We handelen grotendeels op de automatische piloot, ook tijdens de coronacrisis. Daarom is het niet genoeg om mensen op de nieuwe gedragsregels te wijzen, volgens cognitiefilosoof Marc Slors. “Je kunt beter de omgeving aanpassen zodat mensen vanzelf het juiste gaan doen.”
De coronamaatregelen grijpen diep in op onze dagelijkse omgangsvormen. Hoe lang houden we het nog vol om geen handen te schudden en voldoende afstand te houden? Nu de besmettingsgraad afneemt en de maatregelen versoepelen, ligt verslapping op de loer, vreest kinderarts-epidemioloog Patricia Bruijning. In de vorige aflevering van deze reeks vraagt zij zich af hoe we ervoor zorgen dat mensen zich aan de noodzakelijke regels blijven houden, ook als het gevoel van urgentie verdwenen is.
Die angst voor verslapping is terecht volgens Marc Slors, hoogleraar cognitiefilosofie aan de Radboud Universiteit Nijmegen. “Mensen houden het niet vol als ze continu moeten nadenken over hun gedrag. Je vervalt al gauw in je gebruikelijke gewoontes. En als mensen in je omgeving soepeler omgaan met de regels, kan er een sneeuwbaleffect ontstaan.”
Toch heeft het volgens hem geen zin om het gevoel van urgentie vast te houden of mensen aan te spreken op hun verantwoordelijkheid. “Het is geen kwestie van onwil dat mensen terugvallen in hun oude gewoontes. Je kunt beter de omgeving zo inrichten dat mensen zich onbewust aan de regels gaan houden.”
Dus het heeft niet veel zin als wetenschappers en politici nog duidelijker zeggen wat wel en niet mag?
“Natuurlijk moeten wetenschappers en politici duidelijk uitleggen wat wel en niet mag, maar volgens mij doen ze dat al en daarmee zijn we er nog niet. We weten dat het veranderen van de bewuste motivatie van mensen over het algemeen slecht werkt. Wat we doen komt niet altijd even sterk voort uit wat we bewust denken en vinden. Mensen handelen voor 95 procent op de automatische piloot. Je kunt dus beter de sociale en fysieke omgeving van mensen veranderen, zodanig dat mensen vanzelf het goede doen.”

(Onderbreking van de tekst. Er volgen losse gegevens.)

PR #370, opened 2026-06-04
feat(langchain): add lastSettlement + createPaidReactAgent helpers

r-marques:
## Description

Additive TypeScript parity for the two LangChain helpers `payments-py` shipped in 1.7.0 ([payments-py#183](https://github.com/nevermined-io/payments-py/pull/183)), so TypeScript / LangChain.js / LangGraph.js users get the same minimal-code, discovery-first experience as Python users. No changes to any existing exported API.

New exports under `@nevermined-io/payments/langchain`:

- **`lastSettlement(): SettlePermissionsResult | undefined`** — reads a module-level slot the existing `requiresPayment` wrapper now updates on settle. LangGraph copies `RunnableConfig.configurable` per node, so the in-place `payment_settlement` write is invisible to the buyer's outer scope; the slot is the workaround. (Mirrors Python `last_settlement()`.)
- **`createPaidReactAgent(model, tools, options?)`** (new `src/x402/langchain/agent.ts`) — wraps `createReactAgent` from `@langchain/langgraph/prebuilt` with a `ToolNode(tools, { handleToolErrors: false })` so `PaymentRequiredError` propagates back to `agent.invoke()`'s caller with its `X402PaymentRequired` payload intact (the default `ToolNode` would stringify it into a `ToolMessage` and lose the payload, breaking x402 discovery). `@langchain/langgraph` is imported **lazily** (so the helper is `async`) keeping the peer-dependency story unchanged.
- **Decorator JSDoc** — clarifies fixed-vs-range plan credit semantics (mirrors the Python docstring update per nevermined-io/nvm-monorepo#1568). Comment-only.

### Notes for reviewers

- **JS `createReactAgent` is keyword-based** (`{ llm, tools }`, param named `llm` not `model`) — the helper keeps the Python-parity positional public API `(model, tools, options?)` and maps `model→llm` internally.
- **`@langchain/langgraph` pinned to `1.2.0`** (dev) + added as an **optional `peerDependency`** (`>=1.0.0 <2`). langgraph 1.3.x needs `@langchain/core ^1.1.44`, but this repo resolves core to 1.1.40 (pnpm override + `langchain@0.3.37`), so 1.2.0 is the compatible line.
- **The 2 `createPaidReactAgent` tests mock `@langchain/langgraph/prebuilt`** with faithful `ToolNode` / `createReactAgent` doubles: Jest cannot load the real LangGraph ESM tree through the helper's native dynamic `import()` (only ESM-only transitive dep is `uuid@14`). The doubles encode the real contract verified by runtime probe; the real types are still checked at build time via `agent.ts`'s `typeof import(...)` references. `tests/jest.config.json` is unchanged.

Part of nevermined-io/nvm-monorepo#1703
Closes nevermined-io/nvm-monorepo#1717

Docs PR (separate repo): companion changes to `docs/integrate/add-to-your-agent/langchain.mdx` (TS Tabs) + the `nevermined-payments` skill reference land in a `nevermined-io/docs` PR (linked below once opened).

## Types of changes

## Checklist:

- [x] Tests Cover Changes
- [x] Documentation

#### Funny gif

### DIFF
--- a/package.json
+++ b/package.json
@@ -94,7 +94,7 @@
   },
   "peerDependencies": {
     "@langchain/core": ">=0.3.0",
-    "@langchain/langgraph": ">=1.0.0",
+    "@langchain/langgraph": ">=1.0.0 <2",
     "@modelcontextprotocol/sdk": ">=1.25.0",
     "express": ">=4.0.0"
   },
--- a/package.json
+++ b/package.json
@@ -60,6 +60,7 @@
     "@babel/core": "^7.27.4",
     "@babel/preset-env": "^7.27.2",
     "@google-cloud/aiplatform": "^6.1.0",
+    "@langchain/langgraph": "1.2.0",
     "@modelcontextprotocol/sdk": "^1.24.3",
     "@types/express": "4.17.23",
     "@types/jest": "^29.5.13",
@@ -92,9 +93,10 @@
     "typescript": "^5.3.3"
   },
   "peerDependencies": {
+    "@langchain/core": ">=0.3.0",
+    "@langchain/langgraph": ">=0.2.0",
     "@modelcontextprotocol/sdk": ">=1.25.0",
-    "express": ">=4.0.0",
-    "@langchain/core": ">=0.3.0"
+    "express": ">=4.0.0"
   },
   "peerDependenciesMeta": {
     "@modelcontextprotocol/sdk": {
@@ -104,6 +106,9 @@
       "optional": true
     },
     "@langchain/core": {
+      "optional": true
+    },
+    "@langchain/langgraph": {
       "optional": true
     }
   },
--- a/package.json
+++ b/package.json
@@ -94,7 +94,7 @@
   },
   "peerDependencies": {
     "@langchain/core": ">=0.3.0",
-    "@langchain/langgraph": ">=0.2.0",
+    "@langchain/langgraph": ">=1.0.0",
     "@modelcontextprotocol/sdk": ">=1.25.0",
     "express": ">=4.0.0"
   },
--- a/src/x402/langchain/decorator.ts
+++ b/src/x402/langchain/decorator.ts
@@ -14,7 +14,7 @@
  *
  * The `credits` option accepts two forms:
  *   - **Static number**: `credits: 1` — always charges 1 credit
- *   - **Function**: `credits: (ctx) => Math.max(1, ctx.result.length / 100)` — dynamic
+ *   - **Function**: `credits: (ctx) => Math.max(1, Math.floor(ctx.result.length / 100))` — dynamic
  *
  * When `credits` is a function, it receives `{ args, result }` after tool execution.
  *
@@ -134,8 +134,12 @@ export interface PaymentContext {
 // `config.configurable.payment_settlement` is not visible to the buyer's outer
 // scope. A module-level slot is the simplest reliable signal. It is
 // intentionally single-tenant — if the same process runs multiple concurrent
-// settlements, the last writer wins. For multi-tenant use cases, surface the
-// receipt via a callback or via observability (see Sprint 1 of the LangChain epic).
+// settlements, the last writer wins. This race is not limited to multi-tenant
+// servers: a single `createPaidReactAgent` run can also hit it, because a ReAct
+// agent may execute several paid tools in parallel within one LLM turn via
+// `ToolNode`, and this single slot only retains the last writer. For
+// multi-tenant or parallel-tool use cases, surface the receipt via a callback
+// or via observability (see Sprint 1 of the LangChain epic).
 let lastSettlementReceipt: SettlePermissionsResult | undefined
 
 /**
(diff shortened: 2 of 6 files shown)


r-marques:
Companion docs PR: nevermined-io/docs#212 (TS Tabs in `langchain.mdx` + `## TypeScript` skill reference).

src/x402/langchain/decorator.ts
```diff
@@ -263,6 +305,10 @@ export function requiresPayment<TArgs extends Record<string, unknown>, TResult>(
         agentRequestId: paymentContext.agentRequestId,
       })
       storeInConfigurable(config, 'payment_settlement', settlement)
+      // Also publish to the module-level slot so lastSettlement() can recover
+      // the receipt — LangGraph copies config.configurable per node, hiding the
+      // line above from the buyer's outer scope.
+      lastSettlementReceipt = settlement
```
eruizgar91, line 327: **`lastSettlement()` returns a stale receipt — not `undefined` — when a settle fails after a prior success.**

The slot is only *written* on success (this line) and never reset. But the JSDoc on `lastSettlement()` claims it "Returns `undefined` … if the most recent invocation raised before reaching the settle phase." That's false once a prior settle has happened:

1. Tool A settles → `slot = receipt A`
2. Tool B's settle throws (swallowed by the `catch` with `console.error`) → slot is still receipt A
3. Caller invokes `lastSettlement()` expecting `undefined` (per the docs) and gets **receipt A**, attributing A's `transaction`/`creditsRedeemed` to invocation B.

The test *"stays undefined when settlement throws"* only covers the no-prior-settle case, which gives false confidence. Suggest resetting `lastSettlementReceipt = undefined` at the start of each invocation (or right before settle) and fixing the JSDoc.

src/x402/langchain/decorator.ts
```diff
@@ -117,6 +129,36 @@ export interface PaymentContext {
   agentRequest?: unknown
 }
 
+// Module-level holder for the most recent settlement receipt. LangGraph copies
```
eruizgar91, line 132: The "last-writer-wins" caveat is scoped to *multi-tenant* processes, but the race also bites a **single** `createPaidReactAgent` run: a ReAct agent can execute several tool calls in parallel within one LLM turn via `ToolNode`. If two paid tools settle concurrently in the same run, this module-level slot is overwritten and `lastSettlement()` returns only one of them — the exact use case this helper enables. Worth broadening the warning to cover intra-run parallelism, not just multi-tenant.

package.json
```diff
@@ -92,9 +93,10 @@
     "typescript": "^5.3.3"
   },
   "peerDependencies": {
+    "@langchain/core": ">=0.3.0",
+    "@langchain/langgraph": ">=1.0.0",
```
eruizgar91: Minor: `">=1.0.0"` is looser than the line this PR actually validates against. The PR description itself notes that langgraph 1.3.x requires `@langchain/core ^1.1.44` while this repo resolves core to 1.1.40, so 1.2.0 is the compatible line. `>=1.0.0` also has no upper bound (a future 2.x could drop `createReactAgent`). Consider bounding it (e.g. `>=1.0.0 <2`) or documenting the recommended pairing. (Also: the PR body says `>=0.2.0` for this peer — small description/code mismatch.)

eruizgar91 (commented):
Review of the LangChain helpers — overall solid, additive, and well-tested. A few points worth addressing (inline comments below), plus one that falls outside the diff hunks:

**Dynamic credits that return a non-integer silently drop the settle** (`decorator.ts:304`). `finalCredits` comes from `CreditsCallable: (ctx) => number`, which allows floats. `BigInt(1.5)` throws `RangeError`, which is caught by the settle `try/catch` and swallowed with `console.error` → credits are never burned and the caller never finds out. This isn't hypothetical: the JSDoc example at `decorator.ts:17` (`credits: (ctx) => Math.max(1, ctx.result.length / 100)`) produces a float, while the other example at line 182 uses `Math.floor`. Suggest `BigInt(Math.floor(finalCredits))` (or validating/rejecting non-integers) and making the two doc examples consistent. Pre-existing, but the PR re-touches this function.

Nice touches: the `llm`/`tools` guard with its dedicated test, the lazy `import()` keeping the peer optional, payload-pinning assertions in the tests, and the honest `CAVEAT`/`TODO(#1717)` about the unverified test doubles.

r-marques:
Thanks for the review @eruizgar91 — all four addressed in 95326a8:

- **Float credits → silent settle drop:** `maxAmount` is now `BigInt(Math.floor(finalCredits))`, and the JSDoc example that produced a float now floors (consistent with the other example), so a non-integer credits value can no longer throw `RangeError` into the swallowed settle `catch`.
- **Stale `lastSettlement()`:** the receipt slot is now reset to `undefined` at the **start of each invocation** (before verify), so ANY pre-settle failure — a verify `PaymentRequiredError` OR a swallowed settle failure — yields `undefined`, matching the JSDoc. Added two tests: prior-success → failed-settle → `undefined`, and prior-success → verify-failure → `undefined`.
- **Concurrency caveat** broadened to cover intra-run parallelism (a single `createPaidReactAgent` run can settle several `ToolNode` tools in parallel within one LLM turn; the module slot keeps only one).
- **Peer floor** → `>=1.0.0 <2`; the stale `>=0.2.0` mention in the PR body is corrected.

`pnpm build` + `test:unit` (177 passed, incl. the 2 new tests) + `lint` green.

eruizgar91 (approved):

Waar moeten we dan aan denken?
“De maatregelen waar ik aan denk, worden voor een gedeelte al toegepast. In winkels zie je gele strepen op de vloer die je eraan herinneren dat je afstand moet houden. Ik kan me voorstellen dat je in een drukke winkelstraat vakken van anderhalve bij anderhalve meter gaat tekenen. Als een soort raster. Je wordt dan permanent herinnerd aan de afstand die je moet houden, zonder dat je er voortdurend bewust over na moet denken.”
“Op scholen zie je nu dat de tafels waar je mag zitten gemarkeerd zijn met een blauwe sticker. Dat zou ik echt anders doen. Haal die stoelen waarop je niet mag zitten gewoon weg. Leg desnoods schuimrubberen blokken op de stoelen waardoor je er gewoon niet op kúnt zitten. Datzelfde kun je doen in bioscopen, treinen en restaurants.”
Waarom vinden mensen het eigenlijk zo lastig om zich gewoon aan de regels te houden? Je zou denken: hoe moeilijk kan het nou zijn?
“Dat komt omdat het grootste gedeelte van de interactie met andere mensen en met onze dagelijkse omgeving bestaat uit automatismen. Gelukkig maar, want dat zorgt ervoor dat wij ons kunnen concentreren op datgene waar we ons op moeten concentreren.”
“Als ik naar de supermarkt ga, dan denk ik het liefst aan wat ik ga koken. Dan wil ik niet bezig zijn met hoe ik omga met andere mensen in die winkel. Ik ben niet voortdurend bezig om ervoor te zorgen dat ik niet tegen mensen aanbots. Daar zijn normen voor en die zijn allemaal geautomatiseerd in iedereen.”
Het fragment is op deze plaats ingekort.